Data Science / Predictive Analytics / Artificial Intelligence Is Largely About Extrapolation
At its heart, predictive analytics is about making educated guesses regarding the future based on things you know about the past. Thus, the field assumes that the future will work like the past did. But, what if the future doesn’t look anything like the past? You might try to adjust your formulae using analogs but some things are so different today that the results will be imperfect at best. For example, is our current recession analogous to the 2008 recession? Well, they’re both recessions but in 2008 people weren’t largely homebound. So, is it really analogous?

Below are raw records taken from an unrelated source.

PR #5213, opened 2022-07-24
gRPC linux build

rory-linehan:


G/gRPC/build_tarballs.jl
```diff
@@ -0,0 +1,72 @@
...
+popd
+"""
+
+# These are the platforms we will build for by default, unless further
+# platforms are passed in on the command line
+platforms = [
+    Platform(
+      "x86_64", "linux";
+      libc="glibc",
+      libgfortran_version=v"5.0.0",
```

In a funny way, today’s situation is like that of the not hotdog app on the show SILICON VALLEY. There, the app worked when it saw something it recognized, a hot dog, but it didn’t know what to do with anything else.
Today we’re in a unique situation and predictive analytics isn’t great with unique. For now, smart companies will use their analytics as baselines but, at the same time, will adjust policies and structures to react quickly should the underlying assumptions prove incorrect.
Not All Data Science Applications Are Affected
It’s important to note that this issue doesn’t affect all applications. The simplest examples are things not built on economic or healthcare data. Image recognition, for example, still works. (let me know if you’ve had trouble unlocking your iPhone with Face ID and I’ll modify this section accordingly)
We Need to Expand Our Definition of Dirty Data
One more point is important here. We teach that if your data is bad or dirty, your results will be wrong (It’s still a GIGO world, right?). Given what we’re seeing today, perhaps we need to expand our concept of dirty data. Perhaps, rather than just incorrect, we should include a component of not representative of the future.